*Assigned task*. Your answer must be every line of the data below that holds the string "headers", copied exactly.

Collected data entries:
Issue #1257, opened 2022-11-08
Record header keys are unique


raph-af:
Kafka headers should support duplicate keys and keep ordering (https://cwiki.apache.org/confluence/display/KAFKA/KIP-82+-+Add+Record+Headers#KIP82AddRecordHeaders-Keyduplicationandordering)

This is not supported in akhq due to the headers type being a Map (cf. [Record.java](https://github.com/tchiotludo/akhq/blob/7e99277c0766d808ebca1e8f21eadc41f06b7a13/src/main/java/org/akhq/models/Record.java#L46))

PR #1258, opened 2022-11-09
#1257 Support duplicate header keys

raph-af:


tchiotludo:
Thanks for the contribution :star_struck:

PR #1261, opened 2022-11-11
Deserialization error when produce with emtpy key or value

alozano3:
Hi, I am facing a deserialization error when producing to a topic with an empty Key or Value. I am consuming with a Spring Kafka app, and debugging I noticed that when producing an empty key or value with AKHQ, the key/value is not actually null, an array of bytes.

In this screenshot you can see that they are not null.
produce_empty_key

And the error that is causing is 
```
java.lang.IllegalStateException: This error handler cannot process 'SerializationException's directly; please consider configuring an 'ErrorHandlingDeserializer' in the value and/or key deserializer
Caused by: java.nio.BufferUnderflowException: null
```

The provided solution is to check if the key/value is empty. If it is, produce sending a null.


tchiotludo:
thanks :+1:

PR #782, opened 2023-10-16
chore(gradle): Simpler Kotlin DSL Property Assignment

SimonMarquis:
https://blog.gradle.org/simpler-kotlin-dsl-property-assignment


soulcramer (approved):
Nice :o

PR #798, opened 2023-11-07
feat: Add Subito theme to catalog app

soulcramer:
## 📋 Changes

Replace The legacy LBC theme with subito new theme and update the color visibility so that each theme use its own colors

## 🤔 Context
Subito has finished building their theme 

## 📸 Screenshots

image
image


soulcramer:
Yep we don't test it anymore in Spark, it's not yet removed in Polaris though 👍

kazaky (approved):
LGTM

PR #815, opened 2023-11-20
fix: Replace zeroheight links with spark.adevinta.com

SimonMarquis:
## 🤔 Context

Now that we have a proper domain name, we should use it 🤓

*Task answer*.
Kafka headers should support duplicate keys and keep ordering (https://cwiki.apache.org/confluence/display/KAFKA/KIP-82+-+Add+Record+Headers#KIP82AddRecordHeaders-Keyduplicationandordering)
This is not supported in akhq due to the headers type being a Map (cf. [Record.java](https://github.com/tchiotludo/akhq/blob/7e99277c0766d808ebca1e8f21eadc41f06b7a13/src/main/java/org/akhq/models/Record.java#L46))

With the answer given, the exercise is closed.